[Data entries]
Segment Open

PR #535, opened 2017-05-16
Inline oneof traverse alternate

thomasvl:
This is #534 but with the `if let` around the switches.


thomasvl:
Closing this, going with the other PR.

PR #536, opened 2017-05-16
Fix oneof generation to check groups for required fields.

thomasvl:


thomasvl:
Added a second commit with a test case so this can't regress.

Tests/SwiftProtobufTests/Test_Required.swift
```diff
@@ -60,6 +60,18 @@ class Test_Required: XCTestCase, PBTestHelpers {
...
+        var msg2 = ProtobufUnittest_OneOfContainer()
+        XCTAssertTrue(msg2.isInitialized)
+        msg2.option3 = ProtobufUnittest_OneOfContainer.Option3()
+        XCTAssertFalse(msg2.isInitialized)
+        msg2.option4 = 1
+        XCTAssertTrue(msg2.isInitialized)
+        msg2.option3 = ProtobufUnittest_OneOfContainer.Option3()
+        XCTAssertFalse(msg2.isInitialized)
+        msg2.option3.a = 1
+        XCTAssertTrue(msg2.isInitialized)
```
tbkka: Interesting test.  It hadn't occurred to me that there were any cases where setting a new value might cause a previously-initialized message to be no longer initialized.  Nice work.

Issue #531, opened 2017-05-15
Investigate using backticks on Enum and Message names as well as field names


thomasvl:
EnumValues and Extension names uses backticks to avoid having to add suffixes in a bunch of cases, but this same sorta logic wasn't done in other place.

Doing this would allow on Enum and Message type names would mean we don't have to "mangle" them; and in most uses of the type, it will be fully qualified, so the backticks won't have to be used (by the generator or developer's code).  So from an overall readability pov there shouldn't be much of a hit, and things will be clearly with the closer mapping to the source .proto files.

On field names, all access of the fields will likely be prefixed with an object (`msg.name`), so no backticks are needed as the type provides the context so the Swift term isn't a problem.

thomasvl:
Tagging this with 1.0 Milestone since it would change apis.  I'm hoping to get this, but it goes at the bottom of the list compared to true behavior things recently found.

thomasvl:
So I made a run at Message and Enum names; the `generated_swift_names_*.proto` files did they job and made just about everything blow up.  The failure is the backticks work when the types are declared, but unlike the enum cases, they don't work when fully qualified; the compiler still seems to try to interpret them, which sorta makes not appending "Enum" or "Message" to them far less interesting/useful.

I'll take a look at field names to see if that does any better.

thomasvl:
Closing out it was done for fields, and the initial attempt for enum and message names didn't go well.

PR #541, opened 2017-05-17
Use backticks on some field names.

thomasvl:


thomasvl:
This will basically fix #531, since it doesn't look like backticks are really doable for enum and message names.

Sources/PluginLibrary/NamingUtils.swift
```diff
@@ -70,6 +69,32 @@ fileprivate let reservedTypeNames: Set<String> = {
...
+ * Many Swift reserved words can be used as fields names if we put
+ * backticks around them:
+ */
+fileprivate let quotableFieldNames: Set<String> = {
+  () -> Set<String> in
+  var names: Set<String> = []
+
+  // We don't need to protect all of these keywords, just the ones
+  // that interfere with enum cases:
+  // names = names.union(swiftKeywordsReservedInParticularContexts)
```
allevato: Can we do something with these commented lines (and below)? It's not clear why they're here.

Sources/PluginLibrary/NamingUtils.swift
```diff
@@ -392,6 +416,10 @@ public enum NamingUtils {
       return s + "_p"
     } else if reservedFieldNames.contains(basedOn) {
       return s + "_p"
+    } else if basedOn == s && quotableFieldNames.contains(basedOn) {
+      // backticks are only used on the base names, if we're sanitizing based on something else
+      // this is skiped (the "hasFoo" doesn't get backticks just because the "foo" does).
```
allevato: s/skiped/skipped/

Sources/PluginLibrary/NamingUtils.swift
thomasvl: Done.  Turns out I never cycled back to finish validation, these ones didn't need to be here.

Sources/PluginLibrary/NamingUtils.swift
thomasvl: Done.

Segment Closed

Problem statement -> Which of the lines above include the word "backticks"? Copy each of them.

The answer ->
Investigate using backticks on Enum and Message names as well as field names
EnumValues and Extension names uses backticks to avoid having to add suffixes in a bunch of cases, but this same sorta logic wasn't done in other place.
Doing this would allow on Enum and Message type names would mean we don't have to "mangle" them; and in most uses of the type, it will be fully qualified, so the backticks won't have to be used (by the generator or developer's code).  So from an overall readability pov there shouldn't be much of a hit, and things will be clearly with the closer mapping to the source .proto files.
On field names, all access of the fields will likely be prefixed with an object (`msg.name`), so no backticks are needed as the type provides the context so the Swift term isn't a problem.
So I made a run at Message and Enum names; the `generated_swift_names_*.proto` files did they job and made just about everything blow up.  The failure is the backticks work when the types are declared, but unlike the enum cases, they don't work when fully qualified; the compiler still seems to try to interpret them, which sorta makes not appending "Enum" or "Message" to them far less interesting/useful.
Use backticks on some field names.
This will basically fix #531, since it doesn't look like backticks are really doable for enum and message names.
+ * backticks around them:
+      // backticks are only used on the base names, if we're sanitizing based on something else
+      // this is skiped (the "hasFoo" doesn't get backticks just because the "foo" does).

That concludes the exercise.